We talked about my editor and the book. She read the book of course and had some good suggestions for it, though I really like the way the book is haphazard. She wanted me to be more linear and frankly, I don’t like being linear. Which is ok because she liked the book anyway. I just hope that it’s good enough to sell or at least have a few sales anyway. I have the opportunity to have my book presented at the AAS conference, if I get this thing published on time. AAS is the American Association of Suicidology where I sometimes blog. I am part of the founding members of their suicide attempt survivors blog. I have a piece that I wrote that I am waiting to hear back on.

Lately I have been feeling out of sorts and I don’t mean this cold that I got. In Jan of 2013, I got myself refitted for my claddaugh ring. It was a writing reward to myself and all the hard work that I had done with my writing partner, starting this blog, and working with the AAS to help finagle the inner workings of their blog.
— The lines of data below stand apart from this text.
PR #636, opened 2019-12-04
Add USE_NATIVE_SOLC to CircleCI builds

snario:
This should shave off some time from CircleCI, maybe a few seconds.

### DIFF
--- a/.circleci/config.yml
+++ b/.circleci/config.yml
@@ -1,4 +1,5 @@
 version: 2.1
+
 orbs:
   slack: circleci/slack@3.4.1
   puppeteer: threetreeslight/puppeteer@0.1.2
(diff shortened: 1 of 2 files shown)


.circleci/config.yml
```diff
@@ -124,7 +130,10 @@ jobs:
           package: nitro-protocol
 
   integration-test:
-    <<: *defaults
+    resource_class: medium
+    working_directory: /home/circleci/project
+    docker:
+      - image: circleci/node:10.16.3
```
kerzhner: What's the reason a different image is used for integration tests vs other jobs?

snario: The `counterfactual:statechannels` image is built ontop of `node:10.16-slim`, and to be honest I did not test it, but I suspect `puppeteer` won't run on there, and I did not want to deal with that at the moment. I know `circleci/node:10.16.3` seems to be fine with `puppeteer`, so just took the easy path.

kerzhner: Makes sense!

PR #638, opened 2019-12-04
Fix issues with lint-staged in various packages

snario:
Andrew and I noticed that the linting precommit hook wasn't working as expected, so I investigated. Turns out some packages did not have it set at all (i.e., `rps` and `hub`) and others had it set incorrectly (wrong regex to search for staged files). Also, it was implemented incorrectly in the first place in most cases, as if there _were_ a staged filed to be linted, it would run `yarn lint:check` which usually linted _every_ file and not just the sole changed one.

### DIFF
--- a/packages/embedded-wallet/package.json
+++ b/packages/embedded-wallet/package.json
@@ -18,8 +18,8 @@
     "test:ci": "react-scripts test --runInBand",
     "test:coverage": "react-scripts test --coverage --watchAll=false",
     "eject": "react-scripts eject",
-    "lint:check": "npx eslint \"*/**/*.{js,ts,tsx}\" --cache",
-    "lint:write": "npx eslint \"*/**/*.{js,ts,tsx}\" --fix"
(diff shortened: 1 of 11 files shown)


packages/embedded-wallet/package.json
```diff
@@ -33,7 +33,7 @@
     }
   },
   "lint-staged": {
-    "src/**/*.tsx?": "eslint"
+    "src/**/*.{ts,tsx}": "eslint"
```
andrewgordstewart: Why does `tsx?` not work?

snario: `lint-staged` only implements a subset of `regex` patterns, it seems. https://github.com/statechannels/monorepo/blame/199a552da29e6824b77d6b047adc73eccb8f48ef/packages/wallet/src/redux/adjudicator-state/reducer.ts#L47:L47

andrewgordstewart: The docs there indicate that it uses [micromatch](https://github.com/micromatch/micromatch), which claims to support the `*` and `?` wildcards.

PR #644, opened 2019-12-04
[channel-provider] Get channel provider working with wallet

lalexgap:
Updates the channel-provider to work with our current `wallet`.

It supports 
 - Hiding/Showing the wallet (once #643 is merged)
 - Sending messages, receiving a response (`const address = await window.channelProvider.send('GetAddress',{})`)
- Registering a listener for json-rpc notifications.

Currently subscriptions are not supported.


lalexgap:
> The idea with the `provider` is to keep the same interface as the Ethereum provider, as defined by [EIP 1193](https://github.com/ryanio/EIPs/blob/master/EIPS/eip-1193.md). That way, wallet builders don't have to change their interface with the browser to support state channels, they can just receive more messages down the same pipe. For this reason, we shouldn't add the `onNotification` action to the `provider`.
> 
> I'm guessing, but I think the interaction should look something like:
> 
> ```ts
> const messageQueuedSubscription = provider.subscribe('MessageQueued');
> provider.on(messageQueuedSubscripton, someCallback);
> // equivalent to
> provider.on('MessageQueued', someCallback);
> ```
> 
> For Ethereum events, I'm guessing you don't need to subscribe to e.g. `newBlock`, but you would need to subscribe to a particular stream of smart contract events. For state channels, it's not clear to me whether there are any events we'd need to subscribe to explicitly - and we can definitely side-step this by sending across all events at first. We probably implement a basic subscribe method though, so that the two approaches above both work.

I've updated the `channelProvider` to be able to register for json-rpc notifications using `on`/`off` (ie: provider.on('MessageQueued', someCallback);)

I've also added the ability to subscribe/unsubscribe to messages. Basically subscribing will just generate a guid that can be used in the `on` to register a callback for notifications.

packages/channel-provider/src/types.ts
```diff
@@ -13,33 +13,44 @@ export type JsonRpcResponse<ResultType = any> = {
...
   error: JsonRpcError;
 };
 
+export function isJsonRpcErrorResponse(message: any): message is JsonRpcErrorResponse {
+  return 'error' in message;
+}
+
 export interface IChannelProvider {
   enable(url?: string): Promise<void>;
   send<ResultType = any>(method: string, params?: any[]): Promise<ResultType>;
```
snario: Did you forget to change this `any[]` to `any`?

lalexgap: Yup, good catch!

Issue #618, opened 2019-12-03
Add solution to detect TypeScript build issues in test files before tests start runninga


snario:
I just wasted 10 minutes waiting for this CI to pass: https://circleci.com/gh/statechannels/monorepo/5201?utm_campaign=vcs-integration-link&utm_medium=referral&utm_source=github-build-link

And it turns out there was a TypeScript build error in one of the test files.

`hub/tsconfig.json` does not build `test/**/*` files so it makes sense it had to wait for `jest` to attempt to build them before running them.

However we _do have_ a `build` step with `yarn build`, but the annoying part is we don't want those test files in our `dist` files for the hub. 

So is there a solution?

snario:
Actually I might be crazy / very tired as that CI job failed on `yarn build`... but I thought it had not when I ran `yarn build` locally. A bit confused.

kerzhner:
To clarify, what is the desired outcome of resolving this issue? Is it to detect typescript issues during CI build step? Or is it to learn about typescript issues as quickly as possible? If it is the latter, perhaps a git pre-push hook might be handy.

snario:
It is to learn about typescript issues as quickly as possible.

PR #646, opened 2019-12-05
[monorepo] Consolidate tsconfig.json files

### LINKED ISSUE #64: [monorepo] Move common TypeScript configurations into root tsconfig.json
At the moment there are several redundant `tsconfig.json` settings in the various packages. We can roll up the common ones and put them in the root `/tsconfig.json`.

snario:
This was a leftover chore from 2 months ago. There were several redundant options set in the various `tsconfig.json` files. I combed through each and every one to check if they were actually necessary or not, and then set at the root level all of the shared / default values we use across every project for TypeScript code. In some cases very minor changes could be made to the code to adhere to the `strict` property. 

Also `build:typescript` is a script on every package's `package.json` now, which might be helpful for #618.

Fixes #64


packages/devtools/tsconfig.json
```diff
@@ -2,14 +2,14 @@
...
-    "composite": true,
     "lib": ["es6"],
     "module": "commonjs",
-    "noImplicitThis": true,
     "outDir": "lib",
-    "strictNullChecks": true,
     "target": "es2015",
     "types": ["node", "jest"],
+
+    /* The way setupGanache is written is hard to re-write in 5 min to fix this */
```
tomclose: Curious to hear a quick summary of what makes it hard?

snario: It just took longer than a couple minutes and I didn't want to start editing code. I think the quick summary is that it returns one of two objects which do not overlap with each other and behave quite differently.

It’s been more than a year and for that year I never took the ring off my finger. Now I find that I am leaving the ring off more and more. Granted part of the reason is that because of arthritis, my hand swells, making the ring uncomfortable. My weight has been stable so I know it is not because of gaining. But now I find myself losing interest in it like I have so many things lately. Today I looked at my hand and realized I wasn’t wearing it and almost panicked because I couldn’t remember the last time I did wear it. It is more than just a piece of jewelry to me. It is a piece of accomplishment and I feel like it is slipping off my finger, so to speak. All that I have worked for this past year just feels like it was all for nothing and I don’t know why I feel this way. I don’t know if it is because of the depression that I am under or if I am truly just a nothing, a nobody. I just feel lost again and am wondering if I will be found. Sure my blog is doing well. I watch the stats closely because I am a geek. Could it be better, probably. But that doesn’t change the way I feel about the ring on my finger that once meant something to me. Most days I don’t wear it. It fits, sometimes a little snuggly, sometimes a little loosely. Other times it is a tight fit. Guess you can say it all depends on my hand’s mood. When I do wear it, I hardly notice it. It has now become a part of me, a part that I am losing. And I am not sure I can get it back.

I know most of the feelings of being a nothing and a nobody is coming from my father. This week has been difficult because it is an anniversary week. I think this is the first time in 23 years that I have had to deal with my father in the same week. He is a toxic parent and I don’t know how to cope with it, even after all these years.